● **YOUR TASK**:
Reproduce all the entries exactly.

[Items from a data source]

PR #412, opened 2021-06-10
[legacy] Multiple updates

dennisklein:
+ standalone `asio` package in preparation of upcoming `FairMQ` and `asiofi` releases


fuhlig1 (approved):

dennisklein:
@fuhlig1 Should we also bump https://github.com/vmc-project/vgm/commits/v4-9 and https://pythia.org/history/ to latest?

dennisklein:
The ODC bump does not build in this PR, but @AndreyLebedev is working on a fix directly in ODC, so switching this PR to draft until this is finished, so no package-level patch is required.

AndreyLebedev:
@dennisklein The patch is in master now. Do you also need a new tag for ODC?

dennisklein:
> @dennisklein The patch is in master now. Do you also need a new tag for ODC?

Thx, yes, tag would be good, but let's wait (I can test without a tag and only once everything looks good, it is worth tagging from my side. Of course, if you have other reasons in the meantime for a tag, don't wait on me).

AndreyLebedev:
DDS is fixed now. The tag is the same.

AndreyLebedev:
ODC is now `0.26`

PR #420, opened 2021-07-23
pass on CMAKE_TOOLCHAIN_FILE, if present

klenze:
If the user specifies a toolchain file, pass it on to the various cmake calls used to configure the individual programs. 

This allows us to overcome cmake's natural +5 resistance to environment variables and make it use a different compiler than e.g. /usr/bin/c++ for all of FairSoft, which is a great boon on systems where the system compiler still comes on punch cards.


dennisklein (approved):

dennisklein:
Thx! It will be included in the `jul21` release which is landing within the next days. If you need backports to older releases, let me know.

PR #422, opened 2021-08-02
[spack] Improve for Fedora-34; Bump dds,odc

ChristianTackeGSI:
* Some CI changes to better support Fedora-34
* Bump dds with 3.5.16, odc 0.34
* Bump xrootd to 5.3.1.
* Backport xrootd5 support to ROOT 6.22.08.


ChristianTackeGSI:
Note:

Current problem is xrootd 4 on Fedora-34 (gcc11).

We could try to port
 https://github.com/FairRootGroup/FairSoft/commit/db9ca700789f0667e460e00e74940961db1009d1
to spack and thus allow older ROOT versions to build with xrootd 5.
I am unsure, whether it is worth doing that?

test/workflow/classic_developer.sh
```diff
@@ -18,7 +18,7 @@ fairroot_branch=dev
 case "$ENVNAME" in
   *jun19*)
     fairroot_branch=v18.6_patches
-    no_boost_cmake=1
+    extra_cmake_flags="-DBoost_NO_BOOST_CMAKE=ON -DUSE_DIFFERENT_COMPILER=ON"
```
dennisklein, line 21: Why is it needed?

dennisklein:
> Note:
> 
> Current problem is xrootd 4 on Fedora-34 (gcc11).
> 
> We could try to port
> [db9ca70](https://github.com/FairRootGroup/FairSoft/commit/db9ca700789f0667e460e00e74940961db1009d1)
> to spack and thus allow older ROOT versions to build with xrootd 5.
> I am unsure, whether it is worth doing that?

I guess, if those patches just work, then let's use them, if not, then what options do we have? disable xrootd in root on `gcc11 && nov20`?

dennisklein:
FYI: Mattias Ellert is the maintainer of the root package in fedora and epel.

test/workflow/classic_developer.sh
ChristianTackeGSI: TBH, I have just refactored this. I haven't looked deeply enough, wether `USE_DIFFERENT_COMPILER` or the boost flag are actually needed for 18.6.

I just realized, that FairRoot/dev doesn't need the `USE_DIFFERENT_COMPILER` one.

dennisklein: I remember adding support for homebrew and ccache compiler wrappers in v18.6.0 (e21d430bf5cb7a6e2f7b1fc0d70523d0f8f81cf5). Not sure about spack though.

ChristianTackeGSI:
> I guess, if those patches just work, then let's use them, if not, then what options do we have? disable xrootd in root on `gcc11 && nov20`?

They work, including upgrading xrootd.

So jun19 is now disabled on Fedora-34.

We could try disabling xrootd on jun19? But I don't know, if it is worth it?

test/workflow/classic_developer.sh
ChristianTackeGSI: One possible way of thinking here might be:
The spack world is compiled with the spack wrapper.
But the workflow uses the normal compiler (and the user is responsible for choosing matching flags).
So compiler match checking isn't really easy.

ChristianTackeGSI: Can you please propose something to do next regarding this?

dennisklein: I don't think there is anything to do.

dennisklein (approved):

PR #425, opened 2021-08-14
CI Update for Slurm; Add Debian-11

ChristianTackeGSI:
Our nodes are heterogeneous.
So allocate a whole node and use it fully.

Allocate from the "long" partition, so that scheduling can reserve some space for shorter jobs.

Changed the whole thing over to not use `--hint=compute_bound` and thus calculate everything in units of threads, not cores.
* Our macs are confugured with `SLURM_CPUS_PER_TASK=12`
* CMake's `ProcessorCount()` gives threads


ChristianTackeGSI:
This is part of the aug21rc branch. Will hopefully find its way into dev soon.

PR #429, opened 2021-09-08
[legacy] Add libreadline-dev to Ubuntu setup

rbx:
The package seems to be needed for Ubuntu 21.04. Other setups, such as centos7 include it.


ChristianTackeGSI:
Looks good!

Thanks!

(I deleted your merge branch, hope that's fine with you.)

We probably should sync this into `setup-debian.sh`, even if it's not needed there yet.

● **WRITTEN ANSWER**:
PR #412, opened 2021-06-10
[legacy] Multiple updates

dennisklein:
+ standalone `asio` package in preparation of upcoming `FairMQ` and `asiofi` releases


fuhlig1 (approved):

dennisklein:
@fuhlig1 Should we also bump https://github.com/vmc-project/vgm/commits/v4-9 and https://pythia.org/history/ to latest?

dennisklein:
The ODC bump does not build in this PR, but @AndreyLebedev is working on a fix directly in ODC, so switching this PR to draft until this is finished, so no package-level patch is required.

AndreyLebedev:
@dennisklein The patch is in master now. Do you also need a new tag for ODC?

dennisklein:
> @dennisklein The patch is in master now. Do you also need a new tag for ODC?

Thx, yes, tag would be good, but let's wait (I can test without a tag and only once everything looks good, it is worth tagging from my side. Of course, if you have other reasons in the meantime for a tag, don't wait on me).

AndreyLebedev:
DDS is fixed now. The tag is the same.

AndreyLebedev:
ODC is now `0.26`

PR #420, opened 2021-07-23
pass on CMAKE_TOOLCHAIN_FILE, if present

klenze:
If the user specifies a toolchain file, pass it on to the various cmake calls used to configure the individual programs. 

This allows us to overcome cmake's natural +5 resistance to environment variables and make it use a different compiler than e.g. /usr/bin/c++ for all of FairSoft, which is a great boon on systems where the system compiler still comes on punch cards.


dennisklein (approved):

dennisklein:
Thx! It will be included in the `jul21` release which is landing within the next days. If you need backports to older releases, let me know.

PR #422, opened 2021-08-02
[spack] Improve for Fedora-34; Bump dds,odc

ChristianTackeGSI:
* Some CI changes to better support Fedora-34
* Bump dds with 3.5.16, odc 0.34
* Bump xrootd to 5.3.1.
* Backport xrootd5 support to ROOT 6.22.08.


ChristianTackeGSI:
Note:

Current problem is xrootd 4 on Fedora-34 (gcc11).

We could try to port
 https://github.com/FairRootGroup/FairSoft/commit/db9ca700789f0667e460e00e74940961db1009d1
to spack and thus allow older ROOT versions to build with xrootd 5.
I am unsure, whether it is worth doing that?

test/workflow/classic_developer.sh
```diff
@@ -18,7 +18,7 @@ fairroot_branch=dev
 case "$ENVNAME" in
   *jun19*)
     fairroot_branch=v18.6_patches
-    no_boost_cmake=1
+    extra_cmake_flags="-DBoost_NO_BOOST_CMAKE=ON -DUSE_DIFFERENT_COMPILER=ON"
```
dennisklein, line 21: Why is it needed?

dennisklein:
> Note:
> 
> Current problem is xrootd 4 on Fedora-34 (gcc11).
> 
> We could try to port
> [db9ca70](https://github.com/FairRootGroup/FairSoft/commit/db9ca700789f0667e460e00e74940961db1009d1)
> to spack and thus allow older ROOT versions to build with xrootd 5.
> I am unsure, whether it is worth doing that?

I guess, if those patches just work, then let's use them, if not, then what options do we have? disable xrootd in root on `gcc11 && nov20`?

dennisklein:
FYI: Mattias Ellert is the maintainer of the root package in fedora and epel.

test/workflow/classic_developer.sh
ChristianTackeGSI: TBH, I have just refactored this. I haven't looked deeply enough, wether `USE_DIFFERENT_COMPILER` or the boost flag are actually needed for 18.6.

I just realized, that FairRoot/dev doesn't need the `USE_DIFFERENT_COMPILER` one.

dennisklein: I remember adding support for homebrew and ccache compiler wrappers in v18.6.0 (e21d430bf5cb7a6e2f7b1fc0d70523d0f8f81cf5). Not sure about spack though.

ChristianTackeGSI:
> I guess, if those patches just work, then let's use them, if not, then what options do we have? disable xrootd in root on `gcc11 && nov20`?

They work, including upgrading xrootd.

So jun19 is now disabled on Fedora-34.

We could try disabling xrootd on jun19? But I don't know, if it is worth it?

test/workflow/classic_developer.sh
ChristianTackeGSI: One possible way of thinking here might be:
The spack world is compiled with the spack wrapper.
But the workflow uses the normal compiler (and the user is responsible for choosing matching flags).
So compiler match checking isn't really easy.

ChristianTackeGSI: Can you please propose something to do next regarding this?

dennisklein: I don't think there is anything to do.

dennisklein (approved):

PR #425, opened 2021-08-14
CI Update for Slurm; Add Debian-11

ChristianTackeGSI:
Our nodes are heterogeneous.
So allocate a whole node and use it fully.

Allocate from the "long" partition, so that scheduling can reserve some space for shorter jobs.

Changed the whole thing over to not use `--hint=compute_bound` and thus calculate everything in units of threads, not cores.
* Our macs are confugured with `SLURM_CPUS_PER_TASK=12`
* CMake's `ProcessorCount()` gives threads


ChristianTackeGSI:
This is part of the aug21rc branch. Will hopefully find its way into dev soon.

PR #429, opened 2021-09-08
[legacy] Add libreadline-dev to Ubuntu setup

rbx:
The package seems to be needed for Ubuntu 21.04. Other setups, such as centos7 include it.


ChristianTackeGSI:
Looks good!

Thanks!

(I deleted your merge branch, hope that's fine with you.)

We probably should sync this into `setup-debian.sh`, even if it's not needed there yet.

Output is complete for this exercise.